Thursday, May 7, 2009

Lotto for the lonely

Last week I went to the Orpheum theater to check out the lotto to get tickets to Wicked. You arrive two hours before the show, put in your name and wait until they draw the winners of the $25 tickets. As I stood there waiting for the drawing to start at 6pm, I looked around at the other lotto participants. Everyone circled around as the announcer began to draw names. A mother and daughter sitting on their suitcases were the first to win, obviously tourists either on their first or last day of vacation. The crowd cheered as they went up to receive their pin and select their seats, then the daughter announced that it was her mothers birthday and everyone cheered again. Then a young guy in tight jeans and the long hair side sweep won, and turned from a college punk to a giddy little boy and again everyone clapped and the announcer continued. Then the older man in the flannel shirt and wrangler jeans with timberland boots and his wife in nearly the same outfit but accented with a brushed out perm (again, obvious tourists) won and the crowd cheered. My favorite winner followed, the eight year old hispanic boy and his father, he was so excited and as the crowd clapped his very white but crooked teeth were a glowing smile against his bronzed skin. Despite the fact that each person hoped that their own name would be called next, there was a genuine happiness for those who won each time. And although we were all strangers we clapped and cheered and smiled for the lucky recipients of the tickets.

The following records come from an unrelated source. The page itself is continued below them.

PR #221, opened 2017-03-18
GLES3 support improvements on iOS

tomhog:
Here are changes to get gles3 working stand alone on iOS. There was some work done previously but it worked by also including gles2 which I don't want. I've tried to keep support for that approach by setting the OPENGL_PROFILE var to GLES2+GLES3 but I haven't tested it yet. I have tested GLES1, GLES2 and GLES3 individually

It's mostly just adding ifdefs for OSG_GLES3_AVALIABLE where it was already being used for GLES2.

Also made improvements to the iphone viewer example, has support for GLES1, 2 and 3 with some basic demo shaders etc.

Updated the build instructions in the readme


examples/osgviewerIPhone/iphoneViewerAppDelegate.mm
```diff
@@ -33,10 +41,19 @@ @implementation iphoneViewerAppDelegate
 
 @synthesize _window;
 
+//
```
openscenegraph: This change suggest to me that we need to change the osg::BuildShapeGeometryVisitor implementation so it does generate GL_QUADS to start with.  Could you post an this problem as an github Issue for the OSG to make sure it's not missed.

examples/osgviewerIPhone/iphoneViewerAppDelegate.mm
```diff
@@ -175,32 +199,41 @@ virtual bool handle (const osgGA::GUIEventAdapter &ea, osgGA::GUIActionAdapter &
...
                         case osgGA::GUIEventAdapter::TOUCH_STATIONERY:
-                            _drawables[j]->setColor(osg::Vec4(0.8,0.8,0.8,1));
+                            color = osg::Vec4(0.5,0.5,0.5,1);
                             break;
                             
                         default:
                             break;
                             
                     }
+#if defined(OSG_GLES2_AVAILABLE) || defined(OSG_GLES3_AVAILABLE)
```
openscenegraph: This change ties this code to a specific shader implementation that uses color as a uniform.  The osg::State class has inbuilt support for aliasing fixed function vertex attributes like gl_Vertex, gl_Color etc. to osg_Vertex, osg_Color etc, my suggest would be that osg_Color should be used in the shader instead, rather than hardwiring other code to a particular shader.

examples/osgviewerIPhone/shaders.h
```diff
@@ -0,0 +1,113 @@
+#pragma once
```
openscenegraph: I feel that it would be more consistent to use the osg_Color in the vertex shader and pass this as a varying to fragment shaders rather than use a custom uniform.

tomhog: Hi Robert

Thanks for getting to this so quickly.

To start with I did try using osg_Color in the shader programs but osg Shape and Text use a single color vertex with the BIND_OVERALL mode. This isn't supported on GLES you have to have a color value per vertex. So I went for this color uniform approach which isn't ideal but at  it works.

I'm struggling to find a reference that states the BIND_OVERALL won't work, but i'm not 100% on what it does in terms of OpenGL calls, had a quick dig but got lost in array dispatcher land.

openscenegraph: There are wider problems is BIND_OVERALL isn't functioning correctly, these need to be looked into and resolved.  Just checked GLES3 specs and the required glVertexAttrib4fv function is there:

https://www.khronos.org/registry/OpenGL-Refpages/es3.0/html/glVertexAttrib.xhtml

It is worth noting that I am current working on changes to osgText that will provide better out of the box support for osgText on GL3 and GLES2/3.  It may be that all your custom code for osgText will be not required.  Keep an eye on the textrefactor_3 branch.

For this PR I would suggest removing the shader/color/text specific changes from the PR so there aren't any items that are controversial so it can be merged as is.  We then can work towards resolving the final issues, such as making sure the new osgText branch works fine.

tomhog: Looks like I may have been suffering from sleep deprivation as now the Bind overall color seems to be working. 

I'll get the shaders changed and retest gles2 and 3 thanks for the help

tomhog: Ok I've made changes to use vertex colors and tested gles2 and 3 all working. Sorry about that, nice it's working closer desktop now though.

openscenegraph: Thanks for the revisions. End of day here so I'll have a look on Monday.

I have just checked in the GL3+GL2 shaders into osgText, to be found in src/osgText/Font.cpp.  I'm hoping these will work for GLES3+GLE2.  These are now in textrefactor_3 branch

openscenegraph: I am beginning another review, I've checkout out a branch.  One element I feel needs to be looked at is the need for custom shaders for text.  I have now checked in the text refactor changes into master so the osgText now sets up shaders for GLE2/GLES3 as GL3 core profile. I think we should be able to avoid some of the changes you've made.  Could you try your changes out on master and see if you can roll back the local shader additions.

tomhog: Those changes worked and I've removed the local text shaders from the example.

I did also make it so GLES3 uses the GL3_SHADER path in the Font shader code. For this to work I just had to define a different version for GLES and also make it swap the texture component used from the glyph texture. Hope that's not a step too far, just wanted to properly test gles3. 

The gl2 shader path did work for both gles2 and gles3

tomhog: looks like the travis build failed due to max time limit being reached. Is that something you can re trigger? can't see the changes I made making the build take any longer than usual

openscenegraph:
Just done another code review of the the latest changes.  Now looks good.  And will go ahead and merge.  Thought I'd just add one last.  Oh my goodness, what a huge amount of work has gone into this! Kudos for getting the GLES3/iOS port done :-)

PR #223, opened 2017-03-20
Serializer for osg::TextureBuffer and osg::Texture2DMultisample

MPursche:
Hello,

I implemented serializers for the TextureBuffer and Texture2DMultisample classes.
The TextureBuffer serializer supports buffer data that is stored as osg::Image or osg::Array which should be sufficient for most use cases.

Greetings
Marcel

### DIFF
--- a/src/osgWrappers/serializers/osg/TextureBuffer.cpp
+++ b/src/osgWrappers/serializers/osg/TextureBuffer.cpp
@@ -48,7 +48,7 @@ static bool writeImage( osgDB::OutputStream& os, const osg::TextureBuffer& textu
 
 static bool checkBufferData( const osg::TextureBuffer& texture )
 {
-    return texture.getBufferData()->asArray() != NULL;
+    return texture.getBufferData() != NULL && texture.getBufferData()->asArray() != NULL;
 }
 
 static bool readBufferData( osgDB::InputStream& is, osg::TextureBuffer& texture )
--- a/src/osgWrappers/serializers/osg/TextureBuffer.cpp
+++ b/src/osgWrappers/serializers/osg/TextureBuffer.cpp
@@ -1,0 +1,98 @@
+#include <osg/TextureBuffer>
+#include <osg/Array>
+#include <osgDB/ObjectWrapper>
+#include <osgDB/InputStream>
+#include <osgDB/OutputStream>
+
+static bool checkImage( const osg::TextureBuffer& texture )
+{
+    return texture.getImage() != NULL;
+}
+
+static bool readImage( osgDB::InputStream& is, osg::TextureBuffer& texture )
+{
+    if ( is.isBinary() )
+    {
+        osg::ref_ptr<osg::Image> image = is.readImage();
+        texture.setImage(image.get());
+    }
+    else
+    {        
+        is >> is.BEGIN_BRACKET;
+        osg::ref_ptr<osg::Image> image = is.readImage();
+        texture.setImage(image.get());
+        is >> is.END_BRACKET;    
+    }    
+    
+    return true;
+}
+
+static bool writeImage( osgDB::OutputStream& os, const osg::TextureBuffer& texture )
+{
+    const osg::Image* image = texture.getImage();    
+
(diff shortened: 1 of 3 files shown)


src/osgWrappers/serializers/osg/TextureBuffer.cpp
```diff
@@ -0,0 +1,98 @@
...
+
+    return true;
+}
+
+REGISTER_OBJECT_WRAPPER( TextureBuffer,
+                         new osg::TextureBuffer,
+                         osg::TextureBuffer,
+                         "osg::Object osg::StateAttribute osg::Texture osg::TextureBuffer" )
+{
+    ADD_USER_SERIALIZER(Image);            // _bufferData as osg::Image
```
openscenegraph: Would it not be possible to just write out BufferData as a object, and have BufferData serializers as this would avoid overlap between writing out BufferData as an image as well as writing it out as an array.

MPursche: I looked into using the _osg::InputStream::readObject_/_OutputStream::writeObject_ methods:
It seems to work fine for Array data but there is an issue if _osg::Image_ is used. The serializer for _osg::Image_ does not store the image data itself if storing data inline is enabled. The logic for this is implemented in the _OutputStream::writeImage_ method and not in the serializer itself. Storing image data inline comes in handy if special image formats are used(float textures, integer textures).
So it would be necessary to adapt the serializer for osg::Image as well.

openscenegraph: What is the issue with writeImage()?  It uses the osg::Image::getWriteHint() to decide whether to write out a separate or inline image data.  If you want the image to be inlined then you just need to set the hint. From include/osg/Image
       enum WriteHint {
            NO_PREFERENCE,
            STORE_INLINE,
            EXTERNAL_FILE
        };

        void setWriteHint(WriteHint writeHint) { _writeHint = writeHint; }
        WriteHint getWriteHint() const { return _writeHint; }

MPursche: There is no issue with the writeImage() method. Setting the write hint works as expected when this method is used.
The problem lies in the writeObject() method. I tried to simplified the code in the pull request by using readObject() and writeObject() to read and write the bufferData for both cases as you suggested. This works for Arrays but not for Images as the image data is not written by the method. Image data is only written if writeImage() is used.

openscenegraph: I'm not the original author of the serializers so will need to look up the code to find out the reasons that it's been done this way, my current inclination is that we should expand the Image serializer so that it can handling inlining the data, this may require using the scoped versioning to achieve this.  I believe we need to fix this problem properly rather than introduce a workaround into the TextureBuffer serializer.

Could you split out the two serializes from your PR into two PR's.  The Texture2DMultisample part looks good to merge right away.  The TextureBuffer one we need to resolve the issues with serailizing images first, then this will simplify the TextureBuffer serialize.

openscenegraph:
I have now merged a prelimary osg::TextureBuffer serializer : 

https://github.com/openscenegraph/OpenSceneGraph/commit/e74f8f4bbe4853936c88aefaacf9b2c034479e46

I have left it simple and just serialized the TextureWidth value and BufferData object. I modified the osgforest example to use and write out the TextureBuffer with an osg::Vec4Array instead of an osg::Image and the serialization worked fine.

However when using the original osg::Image usage with TextureBuffer the serialization just serialized the image it doesn't write out any internal data even when I set the WriteHint to STORE_INLINE.  Clearly this is a bug/unimplementated feature in the serializer support for inlined Images.  This is a separate topic the TextureBuffer though so I think logging this as an issue to fix is the right thing to do rather than workaround this issue by placing code into the TextureBuffer serializer.

openscenegraph:
I have now created an github Issue for the problem with serialization of osg::Image so will close this PR now as once the osg::Image serialization issues are resolved that new TextureBuffer serialization should work without modifications.

PR #231, opened 2017-03-27
BufferObject/BufferData Serializers and involved updated arrays serializers too

mp3butcher:
here are serializers for BuffererData/BufferObject as well as involved Arrays
to integrate consider adding osg::BufferData as osg::Array serializer
i don't know if dso is good due to this commit i've done to integrate associate version management (i keep these changes for a future pr)
https://github.com/mp3butcher/OpenSceneGraph/commit/f0ae9d71608b07c7b5a88954f8f5a3807d7e21cc
Further for the bo serializer to be usefull, you should consider removing the osg::Geometry FinishLoadingCallback that forbid BufferObject serialization (it reset all arrays's bos to null)

### DIFF
--- a/src/osgWrappers/serializers/osg/Array.cpp
+++ b/src/osgWrappers/serializers/osg/Array.cpp
@@ -34,8 +34,14 @@ struct ResizeArray : public osgDB::MethodObject
 REGISTER_OBJECT_WRAPPER( Array,
                          0,
                          osg::Array,
-                         "osg::Object osg::Array" )
+                         "osg::Object osg::BufferData osg::Array" )
 {
+
+
+    {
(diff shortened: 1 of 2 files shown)


mp3butcher:
Perhaps an osgDB option would be a solution in order to (or not) serialize arrays bufferobject configuration.
Is it worth i code it?

openscenegraph:
I have done a full review of the changes and didn't feel that implement serialization for BufferObjects the most appropriate way. 

The commit is:
https://github.com/openscenegraph/OpenSceneGraph/commit/70e7cb886bec4427e7da50422163c9ee7f756268

This commit should allow users to set the BufferObject settings and sharing parameters.  If I've missed something please raise it on the osg-users mailing list/forum so we can get to the bottom of what's missing.

PR #241, opened 2017-04-05
add a fix in lua (seams index in lua begin at 1)

mp3butcher:
add matrix value object support too..
NB I have removed type control in getelements(int pos, int numElements, int type) const for debug purpose
perhaps it should be uncomment but can't remember if lua_pop affected by the index stuff


openscenegraph:
Could you split the index offset change from the matrix fix.  

The index offset issue is one I considered during implementation of the LuaScriptEngine and decided that being consistent with the OSG was more important than being consistent with Lua.  My expectation is that most OSG/lua users will be primarily OSG C++ users and use lua just for light scripting.  All OSG documentation is also using standard 0 as the base of all arrays.  Gven these factors I don't feel it's best to change the indexing across to Lua conventions when accessing OSG data structures.

mp3butcher:
The two are linked and can't be separated: if you don't integrate the index fix, matrix value object are wrong....

openscenegraph:
I've just explained my reasoning for trying to maintain the same indexing for OSG classes in C++ as for the same class/objects in Lua, I don't know what more I can say.  If you disagree fine, but I'm not going to go merge something that I considered carefully and decided against during the design and implementation.

mp3butcher:
My point was just to fix a bug: getElements fails systematically
If you want to keep it..It's your decision

PR #247, opened 2017-04-19
fix osg::Image::computePixelFormat and optimize osgexample//bindlesstext

RealityTracer:


openscenegraph:
I've just done a code review of the changes and it looks like something that's mid debugging and not ready at all for merging.  There is debugging code in there that shouldn't be needed at all, and suggestive that you've done something odd with your build.  The indentation is all over the shop.  Long winded comments that are only relevant for debugging notes.  Replacing the use of ref_ptr<> with C* is also a red flag, and is suggestive that your understanding of how memory should be managed needs a bit more refining.  This is topic for discussion on osg-users mailing list rather than within PR's as PR's should all be able submissions that are well tested and ready for merging with major changes.

I would also suggest in future PR's keep different sets of changes as separate PR's - if the changes are orthogonal to each other there is no reason to lump them together.  This is important as not all PR's are ready to be merged, while others can be merged as is without delay.

PR #248, opened 2017-04-22
judge the ''GLBufferObject' if really is a VBO'

RealityTracer:
when we attach an other type GLbufferobject such as SSAO UBO etc to an array of a geometry, the orginal src of "setArray" will bind this non-vbo glbufferobject as vbo,then APP crashing occurs no matter  whether the geometry open the _useVertexBufferObjects flag.So I fixed this bug to manage it ignoring if the _useVertexBufferObjects flag is true or false.

### DIFF
--- a/src/osg/VertexArrayState.cpp
+++ b/src/osg/VertexArrayState.cpp
@@ -663,8 +663,18 @@ void VertexArrayState::setArray(ArrayDispatch* vad, osg::State& state, const osg
             GLBufferObject* vbo = isVertexBufferObjectSupported() ? new_array->getOrCreateGLBufferObject(state.getContextID()) : 0;
             if (vbo)
             {
-                bindVertexBufferObject(vbo);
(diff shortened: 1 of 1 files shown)


RealityTracer:
I test and check this bug in my customed osg3.4 version, which is fixed in osg::State::setXXXPointer. After modifying, everything goes ok in my env.Then I go to VertexArrayState inosg-master,which only needed to be modified in setArray function in my eye.I have not tested the fixed dlls in osg-master.

openscenegraph:
I am rejecting this submissions as a dynamic_cast<> in code that can get called many thousands of times a frame would destroy performance - it's *really* bad solution.  If you have a problem with your particular usage case then please discuss this on the osg-users mailing list/forum, once we understand and can reproduce the issue we should be able to come up with a sounder solution that hamper performance for everyone just because a niche usage case didn't get to work in particular circumstances.

PR #250, opened 2017-04-24
Turned off lighting in examples/osggeometry

cxw42:
Long-time lurker, first-time contributor.  This is fairly minor, but I noticed that the image and the points in examples/osggeometry are very hard to see if you view them close to edge-on.  This PR turns off lighting for both of those geodes so they are equally visible at any angle.  I hope this helps!  Please let me know if you have any questions or comments.  Thanks!

### DIFF
--- a/examples/osggeometry/osggeometry.cpp
+++ b/examples/osggeometry/osggeometry.cpp
@@ -510,8 +510,10 @@ osg::Node* createScene()
         geode->addDrawable(polyGeom);
     }
 
+    geode->getOrCreateStateSet()->setMode(GL_LIGHTING,
+                    osg::StateAttribute::OFF | osg::StateAttribute::PROTECTED);
     return geode;
-}
+} //createScene()
 
 
 // define a node callback to animate a transform as a cycle along the y axis, between 0 and 2.0.
@@ -543,9 +545,10 @@ class MyTransformCallback : public osg::NodeCallback
 
         float               _angular_velocity;
 
-};
+}; //class MyTransformCallback
 
-
+/// Create a quad that sits behind the geometry from createScene()
+/// and shows the image from the OpenGL docs that geometry duplicates.
 osg::Node* createBackground()
 {
 
@@ -625,22 +628,22 @@ osg::Node* createBackground()
     polyGeom->setStateSet(stateset);
 
 
-    // create the Geode (Geometry Node) to contain all our osg::Geometry objects.
+    // create the Geode (Geometry Node) to contain the quad's osg::Geometry
     osg::Geode* geode = new osg::Geode();
 
     // add the points geometry to the geode.
     geode->addDrawable(polyGeom);
 
-    //return geode;
+    geode->getOrCreateStateSet()->setMode(GL_LIGHTING,
+                    osg::StateAttribute::OFF | osg::StateAttribute::PROTECTED);
 
     // create a transform to move the background back and forward with.
-
     osg::MatrixTransform* transform = new osg::MatrixTransform();
     transform->setUpdateCallback(new MyTransformCallback(1.0f));
     transform->addChild(geode);
 
     return transform;
-}
+} //createBackground()
 
 int main(int, char **)
 {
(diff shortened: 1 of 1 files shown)


examples/osggeometry/osggeometry.cpp
```diff
@@ -510,8 +510,10 @@ osg::Node* createScene()
         geode->addDrawable(polyGeom);
     }
 
+    geode->getOrCreateStateSet()->setMode(GL_LIGHTING,
+                    osg::StateAttribute::OFF | osg::StateAttribute::PROTECTED);
     return geode;
-}
+} //createScene()
```
filnet: not sure the osg coding convention requires to comment method closing braces

examples/osggeometry/osggeometry.cpp
```diff
@@ -543,9 +545,10 @@ class MyTransformCallback : public osg::NodeCallback
 
         float               _angular_velocity;
 
-};
-
+}; //class MyTransformCallback
 
+/// Create a quad that sits behind the geometry from createScene()
+/// and shows the image from the OpenGL docs that geometry duplicates.
```
filnet: what is the meaning of triple slashes ?

cxw42: filnet, I was looking at the [doxygen manual](https://www.stack.nl/~dimitri/doxygen/manual/docblocks.html#cppblock) recently and noticed that `///` works the same as `/**` to introduce a documentation block.  My personal style is to avoid `/* */` so that I don't have any nested-comment issues, so I decided to use `///` going forward in my own code.  If you prefer `/**`, just let me know --- I'm happy to change it.

examples/osggeometry/osggeometry.cpp
cxw42: filnet, thanks for looking at this!  Happy to change it if you wish.  I have personally found this sort of comment helpful, especially when using `less` or another viewer that doesn't have jump-to-matching-brace.

examples/osggeometry/osggeometry.cpp
robertosfield: I dislike commenting close brackets as it really doesn't help with readability when you have a modern editor as it'll match brackets for you, and takes away from the clarity of the actual functional code that is doing stuff - the important stuff for understanding code.  I review lots of code so clarity is really important.

As for disabling lighting, I think this is personal preference, the example is meant to be about creating osg::Geometry rather than state, other examples exist to manage state so I don't see a particular value in adding stuff for the example to beautify the on screen result from the perspective from one user.

cxw42: I agree that disabling lighting is not related to the functionality of `osg::Geometry`.  I am thinking back to about two years ago, when I was just starting to learn OSG.  I remember being very confused, as a raw newbie, about what I now know is the functionality split between `Geometry`, on the one hand, and `osgViewer::Viewer` plus the automatic light source indicated by `osg::View::LightingMode`, on the other.  I think removing lighting from this example would have reduced my confusion, or at least told me there was more going on that I needed to look into.

My apologies for not being more descriptive in the PR text.  Regardless, thanks very much for your consideration!

cxw42:
Would 1ee01b6  be more acceptable?  I removed the closing-brace comments and added some descriptive text clarifying that the lighting change is not part of the `Geometry` proper.  I'm trying to put myself back in my newbie mindset from a couple of years ago and imagine what would have been helpful to me then.  If this doesn't do it, I'll let the matter drop and consider that I have learned some useful things about the project :) .

examples/osggeometry/osggeometry.cpp
filnet: cxw42 thanks for the clarification about /// (I did not know about it). I agree about nested /* */.
I also promote the use of // vs /* */ at work.

cxw42:
@filnet  @robertosfield  Any thoughts, yea or nay?  If nay, I won't worry about keeping this branch up to date with master any more :) .

openscenegraph:
I have been busy completing other work so have put aside reviewing submissions over the past week, just wrapped this up so will get back reviewing submissions now.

I thought to myself that when I am a lonely old widow that this is where I would come and immediately feel as though I have friends. I thought of the homeless man I passed on the street just around the corner on my way there, I'm sure he would have smiled when he saw that little boy when his name was called. There is something sweet about moments when the barriers between strangers dissolve and we realize that we are all in this journey together, it is not a competition but often a lotto of what life will bring. We should cheer on one another's good fortune, and if we do then the happiness we feel for others will spread into our own lives.